§ Assignment
Check the entries below and say how many lines include the word "focused". No other text is wanted.

Collected data
-*-

PR #3085, opened 2026-08-31
CC-737: Connect NativeInputCatalog to Climate Advisor

DavidGBbr:
## Summary

Connect CityCatalyst Core NativeInputCatalog capabilities to Climate Advisor for authorized discovery and bounded, source-specific reads through the existing Core boundary.

## Changes

- Add authorized Core catalog discovery and selected-read capability routes with lifecycle checks, bounded execution, and stable non-disclosing errors.
- Add Climate Advisor request-time catalog discovery and selected-only capability/tool loading without storage credentials or raw storage access.
- Add cross-service contract, authorization, non-disclosure, boundedness, fault-isolation, and compatibility coverage.
- Record the AI-DLC inception, construction, verification, and approval evidence for CC-737.

## How to test

1. From `app/`, run the focused Core NativeInputCatalog Jest suites.
2. From `climate-advisor/`, run the focused Climate Advisor regression suite.
3. Run the configured live CC–CA contract suite against the local Core at `http://localhost:3000`.

## Ticket

[CC-737 — Connect NativeInputCatalog to Climate Advisor capabilities](https://linear.app/openearth/issue/CC-737/connect-nativeinputcatalog-to-climate-advisor-capabilities)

-*-

§ Solution for this exercise
2